= Beatrice Bolam =

Beatrice Bolam (née Patterson; August 1919 – 2 January 2013) was an English politician and councillor for Jarrow, County Durham.

==Early life==
Bolam was born and raised in Jarrow, the eldest of four children of a boilermaker who worked for Palmers Shipbuilding and Iron Company. She grew up during the Great Depression and her family struggled after her father lost his job in Palmer's collapse. Educated at Jarrow Grammar School, she then attended Skerry's College in Newcastle until 1937, training for a career in the civil service.

In 1942, she married Oswald James Bolam, a bookkeeper in the shipyards, and took the name Bolam.

==Career and politics==
Bolam became a member of the Conservative Party in 1939. The next year, she was made vice chairman of the Jarrow Imperial League. She worked as a civil servant until 1942, when she returned to Jarrow Grammar School to become secretary to the headmaster. In 1945, at age 26, she became the youngest member in history of the Jarrow Town Council. In 1953, she was elected to serve as the representative for Jarrow on Durham County Council, defeating a Labour Party member to take the role.
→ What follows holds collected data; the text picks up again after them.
PR #608, opened 2018-01-30
Improve animation value syntax (#383).

### LINKED ISSUE #383: Improve animation value syntax.
Enhance detail of syntax of ``<animation-value>`` in order to prevent appearance of an unquoted or unescaped semicolon, which is used as a delimiter between animation values in ``<animation-value-list>``.

Editorial note from 2014-07-31.

skynavga:
Closes #383.


spec/ttml2.xml
```diff
@@ -18080,28 +18080,25 @@ or ending (final) of the attribute targeted by the animation.</p>
 <td>
 <eg xml:space="preserve">
 &lt;animation-value&gt;
-  : string
+  : ([^;] | escape)+
```
nigelmegitt: Is this a regexp? Do we use those anywhere else? Does it imply that _any_ code point other than `;` can be used? If so, it seems to admit use of characters that would otherwise fall within `<lwsp>` which makes processing `<animation-value-list>` rather tricky. I'm not convinced we can use a shortcut like this, sadly.

skynavga: This is standard syntax. Nothing new, and not invented by TTWG. Look at quoted string for example.

nigelmegitt: Oh no! It's broken there too. From the references I've just read about character classes, the example here means "any character not a `;`" and the example in quoted string (`[^"\\]` and similar for a single quote) both admit whitespace and control characters and are not restricted at all otherwise (apart from not permitting the quote characters that need to be escaped). `<animation-value>` even permits unescaped attribute delimiters, which would surely cause a validation error, or some other problems.

Since the `<animation-value-list>` can be used on any styling attribute, the value type for each `<animation-value>` in the list needs to be unambiguous in the context of the permitted values for the styling attribute on which it is specified. Styles like `tts:fontFamily` permit any quoted string, and look like they provide an escaping mechanism but that restriction needs to apply to `<animation-value>` too - it seems to be the most liberal style attribute that we need to handle.

skynavga: I don't see any breakage here at all. You are correct that the syntactic expression ``[;\\]`` means "any character other than ``;`` and ``\\``. You are also correct that ``[^"\\]`` means "any character other than ``"`` and ``\\``. This is by design, is part of existing implementations, and has resulted in no bug report that I know of.

The only syntactic requirement of ``<animation-value>`` from the perspective of parsing ``<animation-value-list>`` is that the former contain no unescaped ``;``.  In other words, the parsing of ``<animation-value-list>`` consists solely of splitting a string where ``;`` not preceded by ``\\`` is the separator; the result of this split operation produces an array of strings, each of which must satisfy the syntax rules of the associated style property.

nigelmegitt: @skynavga Right, so `<animation-value>` is used in attributes, but can contain XML attribute delimiters and control character codes. How is that not broken?

skynavga: Because XML attribute processing occurs before value parsing. If it is not well formed as an XML attribute in the first place, it is already invalid and will never reach value parsing.

PR #614, opened 2018-01-31
Further constrain ruby descendants (#372).

### LINKED ISSUE #372: Constrain certain descendant content in ruby container.
Proscribe the following from appearing in a ruby container:

* use of span children of container that do not specify a ruby style, i.e., that do not play a role in ruby structure; if present, then such span is ignored for presentation purposes;
* use of #PCDATA children of container, baseContainer, and textContainer; i.e., permit #PCDATAA only in base, text, and delimiter; if used, then ignore for presentaion purposes;
* use of br element in ruby or its descendants, and, if used, treat as normal (collapsible) whitespace;
* use of U+2028 (LINE SEPARATOR) and U+2029 (PARAGRAPH SEPARATOR) in ruby or its descendants, and, if used, they are interpreted as normal (collapsible) whitespace.

Editorial notes from 2015-02-18.

skynavga:
Closes #372.


skynavga:
@cconcolato no, can't do that (change to "must"); we try to use constraint language consistently in TTML2, which uses declarative statements with "is" not "must"; see also the text under Conventions:

>If normative specification language takes an imperative form, then it is to be treated as if the term must applies. Furthermore, if normative language takes a declarative form, and this language is governed by must, then it is also to be treated as if the term must applies.
>
>Note:
>
>For example, the phrases "treat X as an error" and "consider X as an error" are to be read as mandatory requirements in the context of use. Similarly, if the specification prose is "X must apply", "X applies", or "X is mandatory", and "X" is further defined as "X is Y and Z", then, by transitive closure, this last declarative phrase is to be read as "Y is mandatory" and "Z is mandatory" in the context of use.

Doing as you suggest would require making thousands of changes throughout the text, which clearly we are not going to do.

cconcolato:
It is fine in many places to use the "imperative" form. I note that this is not the case everywhere, e.g. the use of 'must' in the following sentences:
> When an image appears in an image defining context the following additional constraints apply:
- attributes animate, begin, dur, end, region, and timeContainer must not be specified, and, if they appear, must be ignored for the purpose of presentation processing;
- elements from the Animation.class element group must not appear as child elements, and, if they appear, must be ignored for the purpose of presentation processing.

I feel it would be more appropriate in this case to use 'must'.

cconcolato:
About the conciseness, can you at least avoid repeating "if the computed value of tts:ruby is container" 5 times and others 6 or 7 times, e.g. by using sub-bullets?

skynavga:
On Wed, Jan 31, 2018 at 1:59 PM, Cyril Concolato <notifications@github.com>
wrote:

> About the conciseness, can you at least avoid repeating "if the computed
> value of tts:ruby is container" 5 times and others 6 or 7 times, e.g. by
> using sub-bullets?
>
That is strictly editorial tweaking, which we can do at any time in the
future. We have more important matters to work at present.  Please approve
the PR unless you find a substantive breakage.

skynavga:
@cconcolato to elaborate, the constraints on ruby content are mandatory for the support of tts:ruby, because:

>&**3.1.5 (5)**
>The reduced xml infoset satisfies all additional mandatory syntactic and semantic constraints defined by this specification.
>
>**3.2.1 (5)**
>If the processor supports some optional processing semantics defined by this specification, then it does so in a manner consistent with the defined semantics.
>
>**10.2.35**
>When using tts:ruby, the following nesting constraints apply:
> ...

I realize you may be accustomed to other conventions in different SDOs or WGs or documents, but this is what we have with TTML, and we aren't going to change it now.

As for making minor, editorial tweaks to improve reading: while they may be considered useful for some readers, others will find what we have sufficient. At this juncture, I prefer we focus on substantive issues, and not word-smithing.

skynavga:
@cconcolato thanks!

Issue #378, opened 2017-06-05
Merge informative media timing material into Appendix I.


skynavga:
Generalize and rename Appendix I *Time Expression Semantics* to Root Container Region Semantics. Merge informative material from 12.4.1 *Media Timing* into Appendix I, updating this material as needed.

Editorial note from 2016-03-13.

nigelmegitt:
I would prefer to move the appendix into section 12 rather than the other way around, since it is both normative and useful.

nigelmegitt:
I think this move has been accepted in principle in TTML1, and now just needs to be implemented here. It's editorial only.

nigelmegitt:
Pull request #616 moves the media timing informative section to the appendix, but does not generalise or rename appendix I as proposed in this issue.

Issue #550, opened 2018-01-10
Media time relation assumption is incomplete.


nigelmegitt:
The TTML1 text (reintroduced at https://github.com/w3c/ttml2/pull/536/files#diff-5ac39ab39265717d36dfd789d254ce1aR24385) states an assumption about the begin time in media timebase relating to the begin of the related media object. However this is incomplete.

> The above formalisms assumes that the Root Temporal Extent corresponds with the beginning of a related media object. If this assumption doesn't hold, then an additional offset that accounts for the difference may be introduced when computing media time M.

The full assumption is that the origin coordinates match, for example:

_The above formalisms assume that the zero point of the time coordinates corresponds with the zero point of the time coordinates of the related media object. If this assumption doesn't hold, then an additional offset that accounts for the difference may be introduced by the Document Processing Context when computing media time M._

I have also clarified above that the difference is out of scope of the document instance.

skynavga:
Merger https://github.com/w3c/ttml2/pull/616 resolves closes this issue.

skynavga:
Marking as a substantive (in the weak sense) as it may be construed to resolve (or change) possibly ambiguous semantics around the notion of a document's temporal extent and its relation to some other possible external time lines.

PR #616, opened 2018-01-31
Make begin times relative to the document temporal coordinate space (#512)

### LINKED ISSUE #512: Begin times being relative to the root temporal extent can be wrong.
The term "root temporal extent" is used in several places in TTML2 as a reference point for the beginning of the document. However the root temporal extent itself is defined as:

> The temporal extent (interval) defined by the temporal beginning and ending of a document instance in relationship with some external application or presentation context.

This seems problematic to me. I think it would be clearer to relate unstated begin times, of e.g. `<body>` elements and `isd:isd` documents, to the applicable origin for the document's timebase. This frees up the root temporal extent also to begin at a time related to that same origin, and makes more sense especially in the context of §12.4.1 Media Timing Semantics, which goes into further detail about one consequence of the above definition, that the root temporal extent may be truncated at the beginning by the external application or presentation context. I would not expect the times in `isd:isd` documents for example to require offsetting to accommodate such a truncation - rather, they would remain the same relative to a fixed origin.

nigelmegitt:
Closes #512 and #550 and partly addresses #378. Resolves the ambiguity of whether the root temporal extent begins at the same time as the document's temporal coordinate space and moves the media timing informative section to appendix I.

Clarifies that body element and isd:isd begin and end times are relative to that coordinate space, rather than the root temporal extent, whose begin time is not necessarily the origin of the document's temporal coordinate space.


palemieux:
Built at https://rawgit.com/w3c/ttml2/issue-0512-begin-times-relative-to-doc-time-build/index.html

palemieux:
Couple of questions:

> The root temporal extent, i.e., the time interval over which a document instance is active, has an implicit duration that is equal to the implicit duration of the body element of the document, if the body element is present, or zero, if the body element is absent.

Does this mean that the implicit duration of a document with no `body` is 0 even if some regions have `tts:showBackground="always"`? That does not seem right.

 > then the begin point is interpreted as the later of the beginning point of the document temporal coordinate space and the beginning point of the root temporal extent.

How does one compute the _the beginning point of the root temporal extent_?

nigelmegitt:
> Does this mean that the implicit duration of a document with no `body` is 0 even if some regions have `tts:showBackground="always"`? That does not seem right.

@palemieux It may do, however that is not a change introduced in this pull request - you might want to open a separate issue about that. It looks like this text doesn't take into account the rehoming of `body` under `region`.

> How does one compute the _the beginning point of the root temporal extent_?

The only help the spec gives you (in the current ED or in this pull request) is "in relationship with some external application or presentation context" so I think that's defined out of band. The reason I added the "later of" construction is because a document with no `begin` attributes in practice begins whenever the presentation processor chooses to begin playing it, which is either at the document temporal origin or some time later, but by definition cannot be earlier.

nigelmegitt:
I realised this pull request also addresses #550, and updated the issue to match.

nigelmegitt:
Brought in the changes needed also to close #378.

PR #617, opened 2018-01-31
Enable inline ruby presentation based on document processing context (#255).

### LINKED ISSUE #255: How would someone display ruby inline?
10.2.39 tts:rubyPosition
https://www.w3.org/TR/2016/WD-ttml2-20161117/#style-attribute-rubyPosition

Is there a way to make the ruby display inline when desired?

Note that there are two possibilities here. Given a word such as 東京, the user may want to produce

a. 東(とう)京(きよ), or 
b. 東京(とうきよ)

from the same markup. The second approach tends to be used for compoun nouns in Japanese.

cconcolato:
closes #255


spec/ttml2.xml
```diff
@@ -11553,13 +11557,7 @@ computed value of <att>tts:ruby</att> of exactly one sibling is <code>delimiter<
 <item><p>if the computed value of <att>tts:ruby</att> is <code>delimiter</code>, then the
 computed value of <att>tts:ruby</att> of no descendant element is not <code>none</code>;</p></item>
 </ulist>
-<p>A validating processor must treat a violation of any of the above constraints as an error.
-For the purpose of presentation processing, the violation of any of these constraints should result in fallback (inline)
-presentation of ruby text annotations.</p>
```
nigelmegitt: @cconcolato Why remove this recommendation for fallback in the case of the constraints being validated? It seems like it would still be worth including that statement.

cconcolato: Thanks for pointing that out. I wasn't sure about it. I checked the rest of the spec and we don't tell implementation what to do in case of error. Given that we now have a clear way for implementation to do inline I did not see the need to specify that. It encourages the use of invalid content in general because it will work in implementations not supporting full presentation.

skynavga: @cconcolato actually we specify fallback behavior in many error cases, and I think it important we do it more (not less); I don't think it encourages the use of invalid content at all, but creates more consistency among implementations

cconcolato:
@nigelmegitt @skynavga Added the sentence back. Can you review again?

PR #619, opened 2018-01-31
Clarify use of tts:textCombine (#278).

### LINKED ISSUE #278: tts:textCombine and combining characters
10.2.43 tts:textCombine
http://w3c.github.io/ttml2/spec/ttml2.html#style-attribute-textCombine

I and other members of the i18n WG found it hard to tell that this is about tate chu yoko, rather than kumimoji, until we get to the information near the bottom about the digits and all values.  It would be good to make that clearer near the top.

> This attribute has no impact on or interaction with the nominal layout of glyph areas that constitute a Unicode combining character sequence.

I'm not sure what this means. Does it mean that in vertical text where `tts:textCombine:all` is applied to the non-Japanese letters in the sequence 

お  ‎304A  HIRAGANA LETTER O
茶  ‎8336  [CJK Unified Ideographs]
は  ‎306F  HIRAGANA LETTER HA
t  ‎0074  LATIN SMALL LETTER T
e  ‎0065  LATIN SMALL LETTER E
́  ‎0301  COMBINING ACUTE ACCENT
で  ‎3067  HIRAGANA LETTER DE
す  ‎3059  HIRAGANA LETTER SU

the acute accent would be part of the horizontal text or not?

cconcolato:
closes #278


spec/ttml2.xml
```diff
@@ -12445,8 +12445,8 @@ follows the semantics of the <code>text-align-last</code> property with a value
 <div3 id="style-attribute-textCombine">
 <head>tts:textCombine</head>
 <p>When a vertical writing mode applies, the <att>tts:textCombine</att> attribute is used to specify a style property that
-determines whether and how multiple nominally non-combining characters are combined so that their <loc href="#terms-glyph-area">glyph areas</loc>
-consume the nominal bounding box of a single em square of the surrounding vertical text.
+determines whether and how multiple characters, such as digits, are combined so that their 
+<loc href="#terms-glyph-area">glyph areas</loc> consume a smaller bounding box, potentially the nominal bounding box of a single em square of the surrounding vertical text.
```
cconcolato: In fact, looking at the matching [CSS property](https://developer.mozilla.org/en-US/docs/Web/CSS/text-combine-upright). That property also says "the combination of multiple characters into the space of a single character". I was confused by the example rendering below where 4 characters (AB34) are not collapsed to fit in one em box. I will revert that text and update the example.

That same year, she founded the Jarrow branch of the Young Conservatives and assisted Stanley Holmes (later Baron Dovercourt) in the general election. In 1947, she volunteered at the Jarrow by-election when William Scott stood as the Conservative candidate.

In 1947, she left the grammar school to devote her life full-time to politics, which was taking up more of her time. In the 1950 and 1951 general elections she was a housewife when she contested Houghton-le-Spring, but was defeated both times by Billy Blyton of the Labour party.

She earned a reputation as a strong speaker, and served on many committees and speakers' panels. She held various positions within the Jarrow Conservative Association, including chair twice and treasurer.

==Honours==
In the 1973 New Year Honours, Bolam was appointed MBE for political and public services in the North of England. She also received an award for being one of the longest-serving members of the Conservative Party in the UK.

==Death==
Bolam died at age 93 in South Shields, Tyne and Wear and was survived by her brother Alan Patterson.